_PROBLEM DETAILS_
Repeat the entries that appear below, exactly and in full.

** SOURCE INFORMATION follows **

Issue #2658, opened 2026-07-20
[FEAT] - make BufferedFile io compatible


asmodehn:
### Is this feature for paramiko acting as a client or a server?

Client

### What functionality does this feature request relate to?

SSH

### If you're using paramiko as part of another tool, which tool/version?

** End of SOURCE INFORMATION **

_RESULT OF THE EXERCISE_
Issue #2658, opened 2026-07-20
[FEAT] - make BufferedFile io compatible


asmodehn:
### Is this feature for paramiko acting as a client or a server?

Client

### What functionality does this feature request relate to?

SSH

### If you're using paramiko as part of another tool, which tool/version?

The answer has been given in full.